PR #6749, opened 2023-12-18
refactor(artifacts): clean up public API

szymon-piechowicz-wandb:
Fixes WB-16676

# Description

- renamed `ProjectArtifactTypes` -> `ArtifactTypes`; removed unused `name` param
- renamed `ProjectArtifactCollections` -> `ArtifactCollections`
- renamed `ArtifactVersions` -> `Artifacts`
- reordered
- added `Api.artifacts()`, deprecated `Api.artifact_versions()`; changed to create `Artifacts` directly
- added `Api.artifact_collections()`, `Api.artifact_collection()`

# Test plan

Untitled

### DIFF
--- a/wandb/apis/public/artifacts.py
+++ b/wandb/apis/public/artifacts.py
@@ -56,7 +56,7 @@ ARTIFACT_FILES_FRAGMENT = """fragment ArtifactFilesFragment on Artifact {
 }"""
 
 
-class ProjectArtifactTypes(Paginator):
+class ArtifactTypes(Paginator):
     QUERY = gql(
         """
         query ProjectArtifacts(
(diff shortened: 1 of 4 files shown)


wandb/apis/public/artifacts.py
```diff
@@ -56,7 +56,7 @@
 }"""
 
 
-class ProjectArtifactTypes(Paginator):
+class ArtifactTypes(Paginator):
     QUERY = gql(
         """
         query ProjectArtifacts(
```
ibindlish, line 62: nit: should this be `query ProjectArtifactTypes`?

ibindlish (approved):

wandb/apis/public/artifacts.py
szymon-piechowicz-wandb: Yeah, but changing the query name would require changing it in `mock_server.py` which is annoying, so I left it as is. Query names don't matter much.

-=-=-=-=-

§ WHAT TO WORK ON: Repeat the whole listing exactly, with no omissions.

§ WRITTEN RESPONSE:
PR #6749, opened 2023-12-18
refactor(artifacts): clean up public API

szymon-piechowicz-wandb:
Fixes WB-16676

# Description

- renamed `ProjectArtifactTypes` -> `ArtifactTypes`; removed unused `name` param
- renamed `ProjectArtifactCollections` -> `ArtifactCollections`
- renamed `ArtifactVersions` -> `Artifacts`
- reordered
- added `Api.artifacts()`, deprecated `Api.artifact_versions()`; changed to create `Artifacts` directly
- added `Api.artifact_collections()`, `Api.artifact_collection()`

# Test plan

Untitled

### DIFF
--- a/wandb/apis/public/artifacts.py
+++ b/wandb/apis/public/artifacts.py
@@ -56,7 +56,7 @@ ARTIFACT_FILES_FRAGMENT = """fragment ArtifactFilesFragment on Artifact {
 }"""
 
 
-class ProjectArtifactTypes(Paginator):
+class ArtifactTypes(Paginator):
     QUERY = gql(
         """
         query ProjectArtifacts(
(diff shortened: 1 of 4 files shown)


wandb/apis/public/artifacts.py
```diff
@@ -56,7 +56,7 @@
 }"""
 
 
-class ProjectArtifactTypes(Paginator):
+class ArtifactTypes(Paginator):
     QUERY = gql(
         """
         query ProjectArtifacts(
```
ibindlish, line 62: nit: should this be `query ProjectArtifactTypes`?

ibindlish (approved):

wandb/apis/public/artifacts.py
szymon-piechowicz-wandb: Yeah, but changing the query name would require changing it in `mock_server.py` which is annoying, so I left it as is. Query names don't matter much.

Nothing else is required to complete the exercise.